# wolverine/coca cola



## tftfan (Sep 26, 2006)

the coke,registered D-105529
 TRAVERSE CITY MICH on the bottom
 6- FL OZS
 the WOLVERINE BRAND
 COCA COLA BOTTLING CO.
 REGISTERED
 the back says QUALITY BEVERAGES
 MIN. CTS. 6 1/2 OZ.
 bottom says REED CITY MICH.
 26 S


----------



## tftfan (Sep 26, 2006)

back


----------



## tftfan (Sep 26, 2006)

bottoms


----------



## madman (Sep 28, 2006)

hey tfan nice bottle! i have one also, is youres bim ? mine reads grand rapids mich, this bottle was made by the root bottle co. i believe 1923  mike


----------



## tftfan (Sep 28, 2006)

Hi mike, thanks, ABM . Do we know anything about Wolverine Brand?

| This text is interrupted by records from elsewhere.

Issue #643, opened 2018-10-11
Handle tasks spawned by a task pool in SpecializedPools


daniel-zullo:
The `SpecializedPools`  is not used if the task is spawned/started from another object rather than a plain task, for instance, spawned by a TaskPool. 
`SpecializedPools` works fine if a plain task is directly scheduled.

```D
unittest
{
    const NUM_START_CALLS = 100;

    static class SubTask : Task
    {
        static int value;

        public void copyArguments ()
        {
        }

        override public void run ()
        {
            // only works using the specialized pool
            long[5_000] big_array;

            .wait(20); // so that the task gets suspended

            SubTask.value++;
        }
    }

    class PoolTask : Task
    {
        TaskPool!(SubTask) my_task_pool;

        public this ()
        {
            this.my_task_pool = new TaskPool!(SubTask);
        }

        public void run ()
        {
            for (int i = 0; i < NUM_START_CALLS; i++)
                this.my_task_pool.start();

            this.my_task_pool.awaitRunningTasks();
        }
    }

    class PlainTask : Task
    {
        SubTask[NUM_START_CALLS] my_task_array;

        public this ()
        {
            foreach (ref task; this.my_task_array)
                task = new SubTask();
        }

        public void run ()
        {
            foreach (ref task; this.my_task_array)
            {
                theScheduler.schedule(task);
            }
        }
    }

    SchedulerConfiguration config;
    config.task_queue_limit = 200;
    config.worker_fiber_limit = 10;
    config.suspended_task_limit = 20;
    config.worker_fiber_stack_size = 32_768;

    config.specialized_pools = [
        config.PoolDescription(SubTask.classinfo.name, 65_536)
    ];

    initScheduler(config);
    theScheduler.schedule(new PlainTask()); // Works
    theScheduler.schedule(new PoolTask());  // Fails: segfault
    theScheduler.eventLoop();

    test!("==")(SubTask.value, NUM_START_CALLS * 2);
}
```

daniel-zullo:
This bug/issue is solved by updating the method `findPool()` to:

I cant find anything on it. Maybe how old is it? I found three trash dumps in the woods this wk, looks like they are late 30's into the 40's . I found the Wolverine on its own along an old road.
 Sry it took me so long to get back,,,, work [],,,,well you know.
 Micah


----------



## madman (Sep 29, 2006)

hey tfan, heres a wolverine bottle cap i found, thought you might like to see, hmm i think that bottle dates around the mid to late 20tys


----------



## bubbas dad (Sep 29, 2006)

i've seen pictures of deco style wolverine bottles. i think they were 7oz znd 24oz. they were from the mid 20's.


----------



## alan23t5 (Sep 29, 2006)

hey i thought i should post apic my wolverine bottle. here it is

 alan


----------



## tftfan (Sep 29, 2006)

Thanks John, I would like to see a deco, those are cool look'n bottles. 
 Nice bottle Alan, is there a town on the bottom of yours?
 You guys ever see one sell, or e-bay?
 thanks, Micah


----------



## bubbas dad (Sep 29, 2006)

ebay is where i saw the deco ones, about a year ago.


----------



## madman (Sep 30, 2006)

ok here it is pat oct 28 1924 i found this when i was 13, its a 24 ouncer man i wish i had more of these, its got the illinois diamond on the bottom which dates it before 1929  this bottle reads detroit mich at heel mike


----------



## madman (Sep 30, 2006)

the bottle


----------



## madman (Sep 30, 2006)

this was dug in a farm dump when i was a kid, we didnt even scratch the surface  mike


----------



## capsoda (Sep 30, 2006)

Hey Mike, Thats a cool deco man and an odd size to boot. Love it.[]


----------



## alan23t5 (Sep 30, 2006)

my says toledo ohio epw (electro pure water)


----------



## tftfan (Oct 1, 2006)

Nice bottles guys, thanks for all the input.
 Micah


----------